Face à la hausse structurelle des dépenses de santé, les mutuelles entendent revoir les règles du jeu. À travers un projet de réforme des remboursements des lunettes entre autres, elles espèrent redéfinir leur rôle au sein d’un système à la recherche de soutenabilité.
Mutuelles santé : les lunettes seront-elles moins remboursées qu’avant ?

Le 11 avril 2025, le président de la Mutualité Française, Éric Chenut, a dévoilé dans un entretien aux "Echos" les grandes lignes d’un projet de révision des modalités de remboursement de certaines prestations de santé. Ce plan, qui concerne notamment les lunettes et les audioprothèses, intervient alors que les dépenses de santé continuent d’augmenter à un rythme supérieur à celui du produit intérieur brut. En toile de fond, un enjeu budgétaire croissant pour les complémentaires santé, mais aussi une volonté de repositionner les garanties autour des soins jugés « essentiels ».

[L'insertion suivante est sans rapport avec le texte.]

PR #69, opened 2021-03-02
RPC server/stdlib: improve continuation-tracking

mattaudesse:
Completes the following line items in Trello #0944:
 + Use random continuation IDs in server
 + Use a better data-structure... (for continuation-tracking)
 + Add deletion functions... (for account/contract-tracking)
 + Make RPC server more robust...

Additionally:
 + Each of the JS/Golang/Python clients have been updated to use
   the new `forget` interface
 + The stdlib test suite has been updated to enhance readability and
   exercise the new continuation-tracking machinery

### DIFF
--- a/js/stdlib/ts/rpc_server.ts
+++ b/js/stdlib/ts/rpc_server.ts
@@ -30,11 +30,10 @@ const withApiKey = () => {
 const mkKont = () => {
   // TODO consider replacing stringly-typed exceptions with structured
   // descendants of `Error` base class
-  const COLLISION = 'Collision on continuation ID:';
   const UNTRACKED = 'Untracked continuation ID:';
-  const collision = (i: string) => `${COLLISION} ${i}`;
   const untracked = (i: string) => `${UNTRACKED} ${i}`;
   const k: any    = {};
+  let   i: number = 0;
 
   const mkWas = (m: string) => (e: Error): boolean =>
     !!(e.message
@@ -42,7 +41,6 @@ const mkKont = () => {
       .match(`^${m}$`));
 
   const was = {
-    collision: mkWas(COLLISION),
     untracked: mkWas(UNTRACKED),
   };
 
@@ -50,15 +48,14 @@ const mkKont = () => {
     throw new Error(e);
   };
 
-  const track = (a: any, bytes: number = 24) =>
-    new Promise<string>((res, rej) => randomBytes(bytes, (e, b) =>
-        e ? rej(e)
-          : res(b.toString('hex'))))
-      .then(i =>
-        k[i] !== undefined
-          ? Promise.reject(collision(i))
-          : (() => { k[i] = a; return i; })())
-      .catch(raise);
+  const track = async (a: any) => {
+    const rb = await randomBytes(24);
+    const id = `${i}_${rb.toString('hex')}`;
+    k[id]    = a;
+    i++;
+
+    return id;
+  };
 
   const id = (i: string) =>
     k[i] === undefined
@@ -77,9 +74,8 @@ const mkKont = () => {
     // Internals
     _: {
       k,
-      COLLISION,
+      i,
       UNTRACKED,
-      collision,
       untracked,
     },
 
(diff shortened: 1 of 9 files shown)


mattaudesse:
Here's an example of some stdlib test suite output with the extra formatting + `expect` helpers:

```
> @reach-sh/stdlib-test-index@ index /app
> node --experimental-modules --unhandled-rejections=strict index.mjs

(node:16) ExperimentalWarning: The ESM module loader is experimental.
The `ETH` stdlib
  exposes a `bigNumberToHex` function that
    correctly translates positive `BigNumber`s to hex
    correctly translates negative `BigNumber`s to hex

  exposes a `bigNumberToNumber` function that
    correctly translates from `bigNumber` to `Number`

  exposes a `stringToHex` function that
    works correctly with `bytes_eq`

  exposes a `bigNumberify` function that
    correctly translates integer inputs to their `BigNumber` equivalents
    correctly translates string inputs to their `BigNumber` equivalents

  exposes an `isBigNumber` function that
    returns `true` for `BigNumber` arguments
    returns `false` for non-`BigNumber` arguments

  exposes a `BigNumber` comparison function called
    `eq` that
      returns `true` when its arguments match
      returns `false` when provided mismatched arguments

    `ge` that
      returns `true` when its first argument is greater than or equal to its second
      returns `false` when its first argument is less than its second

    `gt` that
      returns `true` when its first argument is greater than its second
      returns `false` when its first argument is equal to or less than its second

    `le` that
      returns `true` when its first argument is lesser than or equal to its second
      returns `false` when its first argument is greater than its second

    `lt` that
      returns `true` when its first argument is lesser than its second
      returns `false` when its first argument is equal to or greater than its second

  exposes a `BigNumber` arithmetic function called
    `add` that sums its arguments
    `sub` that subtracts its second argument from its first
    `mod` that returns the remainder of its first argument divided by its second
    `mul` that returns the product of its arguments

  exposes a `newTestAccount` function which
    accepts numeric arguments of type
      `BigNumber`
      raw JavaScript `Number`

  exposes a `createAccount` function which
    constructs new accounts with zero balances

  exposes a `fundFromFaucet` function which
    can fund testnet accounts with `BigNumber` values
    can fund testnet accounts with JavaScript `Number` values

  exposes a `protect` function that
    converts nully things to Null
    converts bytesy things to Bytes
    converts numbery things to UInt
    handles Bool
    handles Address
    recurses into Tuples
    recurses into Objects
    recurses into Arrays
    recurses into Data

  wait
    prog0: 1
    prog0: 2
    prog1: 1
    prog1: 2
    prog2: 1
    prog2: 2
    prog2: 3
    prog2: 4
    prog2: 5
    prog2: 6

  exposes a `getDefaultAccount` function which
    represents a faucet when running against a devnet

  exposes a `newAccountFromSecret` function which
    begins life with a zero balance

  exposes a `connectAccount` function which connects when given
    a => a.networkAccount

  T_Address.canonicalize can handle multiple inputs
    T_address.canonicalize(accRelay) returns address
    T_address.canonicalize(accRelay.networkAccount) returns address
    T_address.canonicalize(accRelay.networkAccount.address) returns address

  exports
    should only export a few extra things compared to ALGO
    should export everything that ALGO does
    should only export a few extra things compared to FAKE
    should export everything that FAKE does

  currency conversions
    should convert to WEI correctly
    should convert from WEI correctly


 ---

The `ETH` RPC server
  exposes a `bigNumberToHex` function that
    correctly translates positive `BigNumber`s to hex
    correctly translates negative `BigNumber`s to hex

  exposes a `bigNumberToNumber` function that
    correctly translates from `bigNumber` to `Number`

  exposes a `stringToHex` function that
    works correctly with `bytes_eq`

  exposes a `bigNumberify` function that
    correctly translates integer inputs to their `BigNumber` equivalents
    correctly translates string inputs to their `BigNumber` equivalents

  exposes an `isBigNumber` function that
    returns `true` for `BigNumber` arguments
    returns `false` for non-`BigNumber` arguments

  exposes a `BigNumber` comparison function called
    `eq` that
      returns `true` when its arguments match
      returns `false` when provided mismatched arguments

    `ge` that
      returns `true` when its first argument is greater than or equal to its second
      returns `false` when its first argument is less than its second

    `gt` that
      returns `true` when its first argument is greater than its second
      returns `false` when its first argument is equal to or less than its second

    `le` that
      returns `true` when its first argument is lesser than or equal to its second
      returns `false` when its first argument is greater than its second

    `lt` that
      returns `true` when its first argument is lesser than its second
      returns `false` when its first argument is equal to or greater than its second

  exposes a `BigNumber` arithmetic function called
    `add` that sums its arguments
    `sub` that subtracts its second argument from its first
    `mod` that returns the remainder of its first argument divided by its second
    `mul` that returns the product of its arguments

  exposes a `newTestAccount` function which
    accepts numeric arguments of type
      `BigNumber`
      raw JavaScript `Number`

  exposes a `createAccount` function which
    constructs new accounts with zero balances

  exposes a `fundFromFaucet` function which
    can fund testnet accounts with `BigNumber` values
    can fund testnet accounts with JavaScript `Number` values

  exposes a `protect` function that
    converts nully things to Null
    converts bytesy things to Bytes
    converts numbery things to UInt
    handles Bool
    handles Address
    recurses into Tuples
    recurses into Objects
    recurses into Arrays
    recurses into Data

  wait
    prog0: 1
    prog0: 2
    prog1: 1
    prog1: 2
    prog2: 1
    prog2: 2
    prog2: 3
    prog2: 4
    prog2: 5
    prog2: 6

  exposes a `getDefaultAccount` function which
    represents a faucet when running against a devnet

  exposes a `newAccountFromSecret` function which
    begins life with a zero balance

  exposes a `connectAccount` function which connects when given
    a => a

  exposes a `mkKont` constructor which provides
    an `id` function that
      raises an exception for untracked IDs
      fetches the entry indexed by a given ID

    a `track` function that
      generates random IDs
        of length 48 (by default)
        which index its `a` argument in `k`
        which are guaranteed to be lowercase, non-0x hexadecimal

      raises an exception if collision occurs in `k` indices

    a `replace` function that
      swaps the entry indexed by a given ID and returns the same ID
      raises an exception for untracked IDs

    a `forget` function that
      clears a given index from `k`

    a `was` namespace which exposes
      a `collision` function that can correctly
        identify exceptions raised due to collision in `k`
        distinguish other exceptions

      an `untracked` function that can correctly
        identify exceptions raised due to untracked IDs
        distinguish other exceptions
```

Allonger les délais de remboursement : une mesure budgétaire ciblée
La mesure la plus immédiatement visible concerne les délais de renouvellement des équipements optiques et auditifs. La Mutualité Française propose que le remboursement d’une paire de lunettes ne soit plus possible que tous les trois ans, contre deux aujourd’hui. Pour les audioprothèses, le délai passerait de quatre à cinq ans.
Selon Éric Chenut, cette évolution vise à « agir sur la dynamique de dépense de santé » afin de rendre le système plus soutenable. En d’autres termes, il s’agit de freiner l’effet inflationniste du remboursement automatique et régulier de dispositifs dont le coût reste élevé. Pour les complémentaires santé, cette orientation répond à une logique de régulation par le délai : en espaçant les remboursements, elles espèrent contenir l’envolée des prestations versées sans remettre en cause l’existence même de la prise en charge.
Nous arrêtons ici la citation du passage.